Perfect scaling would give us:
julia> (800 / 16) * (900 / 32) * (840 / 14) * 140 / 1e6
11.8125
Just over 11.8 milliseconds – we’re now around 50% slower.
MKL does it in 11.5 ms, so still better than the scaled up kernel, but only slightly so.
EDIT:
Ryzen results:
julia> @benchmark jmul!($C128_126, $A128_128, $B128_126)
BenchmarkTools.Trial:
memory estimate: 0 bytes
allocs estimate: 0
--------------
minimum time: 137.429 μs (0.00% GC)
median time: 138.641 μs (0.00% GC)
mean time: 139.844 μs (0.00% GC)
maximum time: 262.424 μs (0.00% GC)
--------------
samples: 10000
evals/sample: 1
julia> @benchmark mul!($C128_126, $A128_128, $B128_126)
BenchmarkTools.Trial:
memory estimate: 0 bytes
allocs estimate: 0
--------------
minimum time: 158.137 μs (0.00% GC)
median time: 163.022 μs (0.00% GC)
mean time: 163.917 μs (0.00% GC)
maximum time: 215.655 μs (0.00% GC)
--------------
samples: 10000
evals/sample: 1
julia> @benchmark jmul!($C800_840, $A800_900, $B900_840)
BenchmarkTools.Trial:
memory estimate: 0 bytes
allocs estimate: 0
--------------
minimum time: 43.583 ms (0.00% GC)
median time: 44.016 ms (0.00% GC)
mean time: 44.166 ms (0.00% GC)
maximum time: 46.266 ms (0.00% GC)
--------------
samples: 114
evals/sample: 1
julia> @benchmark mul!($C800_840, $A800_900, $B900_840)
BenchmarkTools.Trial:
memory estimate: 0 bytes
allocs estimate: 0
--------------
minimum time: 41.944 ms (0.00% GC)
median time: 42.194 ms (0.00% GC)
mean time: 42.289 ms (0.00% GC)
maximum time: 43.389 ms (0.00% GC)
--------------
samples: 119
evals/sample: 1
A little slower than OpenBLAS with Ryzen at the larger size, but pretty close.
So:
So given the above, I am led to believe that a pure-Julia blas-like implementations might be realistic for things like matrix-matrix multiplication.

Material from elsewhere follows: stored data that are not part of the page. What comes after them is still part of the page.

PR #1161, opened 2021-01-28
[FRONT-86] Smarter expiration counter

tumppi:
Now expiration counter shows only for 48 hours after expiration for marketplace products.


juhah (approved):
👍

PR #1162, opened 2021-01-29
Update deps to work with current node

timoxley:
Updates deps so platform can build on node v12/v14.
This updates most deps minor versions, held back flow & some eslint deps as those updates required too much change that wasn't auto-fixable.

PR #1165, opened 2021-02-05
[FRONT-246] Fix deprecated web3 notification in Metamask

juhah:
Updates Web3 to version `1.3.3`, this fixes the notification in Metamask about using deprecated Web3 API. This was actually a Metamask bug (https://github.com/MetaMask/metamask-extension/issues/10356) which manifested itself by using an older version of web3.

Screenshot 2021-02-03 at 15 32 28

Metamask will include that fix in a future release but this should get rid of the notification by using a newer version which doesn't trigger that notification. All transactions seemed to work normally but please have a look if something is misbehaving.

NOTE: PR based on #1162, use node 12 or 14 to compile

### DIFF
--- a/app/package.json
+++ b/app/package.json
@@ -280,7 +280,7 @@
     "unused-files-webpack-plugin": "^3.4.0",
     "url-loader": "^1.1.2",
     "uuid": "^3.4.0",
-    "web3": "^1.3.3",
+    "web3": "^1.3.4-rc.2",
     "web3-fake-provider": "^0.1.0",
     "web3-utils": "1.3.4-rc.2",
     "webpack": "^4.46.0",
--- a/app/package.json
+++ b/app/package.json
@@ -280,7 +280,7 @@
     "unused-files-webpack-plugin": "^3.4.0",
     "url-loader": "^1.1.2",
     "uuid": "^3.4.0",
-    "web3": "1.3.4-rc.2",
+    "web3": "^1.3.3",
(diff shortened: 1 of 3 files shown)


app/package.json
```diff
@@ -280,7 +280,7 @@
     "unused-files-webpack-plugin": "^3.4.0",
     "url-loader": "^1.1.2",
     "uuid": "^3.4.0",
-    "web3": "1.3.4-rc.2",
+    "web3": "^1.3.3",
```
juhah, line 283: @timoxley Using `1.3.4` gave me unnecessary warnings: https://github.com/ChainSafe/web3.js/issues/3898

tumppi (approved):
Seems to be working well 👌

app/package.json
juhah: nevermind, seems to work... using `1.3.4-rc.2`

mondoreale (approved):
LGTM.

This looks like an update to `1.3.4-rc2+`, not `1.3.3`. Also, any issues with the official [`1.3.4`](https://github.com/ChainSafe/web3.js/releases/tag/v1.3.4)?

juhah:
@mondoreale Yep, I went with `1.3.4-rc2` that Tim updated to `development`, originally I used `1.3.3`. Using `1.3.4` gave extra warnings to console: https://github.com/streamr-dev/streamr-platform/pull/1165#discussion_r570783526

Definitely! Already highly competitive with OpenBLAS on the two architectures I tested. Significantly faster on one, and barely slower on the other. I think the memory can be much better optimized than it is now (ie, clever recursive loading of submatrices). However, I am worried that the optimal memory pre-fetching behavior may be very architecture dependent.
Threading would also probably be difficult? I have no idea.
The bottom curve is for the matrix multiplication carried out for MMatrices (up to size 10). EDIT: one of the matrices (gradN) is an MMatrix always.
Given that, you could definitely improve my function a lot. API-wise, get the number of columns from gradN, instead of passing it as a Val. For another, we could split the outer loop into a variable number of pieces based on Kedim, with L changing for each piece as appropriate.
Or, as a lazy hack, just have it call the other function when Kedim < some threshold.